# Exercise prompt
Copy nothing from the entries below except the lines from the one containing "Fix stake recovery funcs" through the one containing "- Use GetForUpdate", and copy those exactly.

(Dataset entries)
────────────────────────────────────────
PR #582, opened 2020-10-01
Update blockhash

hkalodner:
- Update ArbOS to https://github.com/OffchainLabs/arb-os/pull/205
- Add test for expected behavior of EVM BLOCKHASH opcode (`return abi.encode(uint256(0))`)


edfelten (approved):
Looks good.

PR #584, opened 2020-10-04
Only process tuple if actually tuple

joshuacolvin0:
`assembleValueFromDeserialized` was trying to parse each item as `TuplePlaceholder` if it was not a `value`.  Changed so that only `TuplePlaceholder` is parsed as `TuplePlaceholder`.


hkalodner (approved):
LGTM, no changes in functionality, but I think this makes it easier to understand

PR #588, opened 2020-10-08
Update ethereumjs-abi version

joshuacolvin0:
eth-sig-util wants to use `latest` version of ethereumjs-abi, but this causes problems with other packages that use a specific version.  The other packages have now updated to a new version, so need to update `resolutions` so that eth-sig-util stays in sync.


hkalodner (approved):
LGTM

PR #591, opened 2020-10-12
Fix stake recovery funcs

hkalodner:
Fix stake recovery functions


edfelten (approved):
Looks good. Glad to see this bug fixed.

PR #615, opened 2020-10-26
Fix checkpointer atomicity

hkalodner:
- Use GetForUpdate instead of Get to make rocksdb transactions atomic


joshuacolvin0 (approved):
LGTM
────────────────────────────────────────
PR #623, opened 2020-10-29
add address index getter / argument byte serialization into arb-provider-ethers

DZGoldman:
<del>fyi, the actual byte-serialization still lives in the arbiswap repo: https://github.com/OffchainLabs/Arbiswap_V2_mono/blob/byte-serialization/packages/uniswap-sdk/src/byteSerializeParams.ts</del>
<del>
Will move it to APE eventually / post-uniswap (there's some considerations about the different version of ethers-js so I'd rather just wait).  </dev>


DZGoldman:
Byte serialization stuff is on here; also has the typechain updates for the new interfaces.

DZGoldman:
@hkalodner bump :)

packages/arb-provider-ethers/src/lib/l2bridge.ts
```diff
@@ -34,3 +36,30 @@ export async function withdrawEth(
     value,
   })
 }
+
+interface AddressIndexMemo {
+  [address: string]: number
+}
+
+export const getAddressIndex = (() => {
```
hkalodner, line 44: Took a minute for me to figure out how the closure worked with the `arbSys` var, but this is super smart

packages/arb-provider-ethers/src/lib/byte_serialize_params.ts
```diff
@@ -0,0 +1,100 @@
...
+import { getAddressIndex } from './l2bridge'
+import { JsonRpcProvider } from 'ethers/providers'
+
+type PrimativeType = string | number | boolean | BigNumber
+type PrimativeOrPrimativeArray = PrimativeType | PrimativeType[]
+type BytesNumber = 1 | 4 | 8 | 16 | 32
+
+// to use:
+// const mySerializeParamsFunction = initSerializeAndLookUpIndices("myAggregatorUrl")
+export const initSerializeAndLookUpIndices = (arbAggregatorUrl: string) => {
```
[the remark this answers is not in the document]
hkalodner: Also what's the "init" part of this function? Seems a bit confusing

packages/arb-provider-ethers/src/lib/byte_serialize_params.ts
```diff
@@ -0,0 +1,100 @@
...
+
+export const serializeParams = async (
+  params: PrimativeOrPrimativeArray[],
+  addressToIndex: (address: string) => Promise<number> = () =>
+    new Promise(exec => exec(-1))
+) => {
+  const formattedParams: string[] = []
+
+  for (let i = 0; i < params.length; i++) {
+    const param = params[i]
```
────────────────────────────────────────
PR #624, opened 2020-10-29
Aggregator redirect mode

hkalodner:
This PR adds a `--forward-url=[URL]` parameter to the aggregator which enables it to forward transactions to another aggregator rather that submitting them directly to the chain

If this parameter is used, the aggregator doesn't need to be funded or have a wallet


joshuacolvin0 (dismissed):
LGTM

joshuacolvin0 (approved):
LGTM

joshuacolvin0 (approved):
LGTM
────────────────────────────────────────
# Response below
Fix stake recovery funcs

hkalodner:
Fix stake recovery functions


edfelten (approved):
Looks good. Glad to see this bug fixed.

PR #615, opened 2020-10-26
Fix checkpointer atomicity

hkalodner:
- Use GetForUpdate instead of Get to make rocksdb transactions atomic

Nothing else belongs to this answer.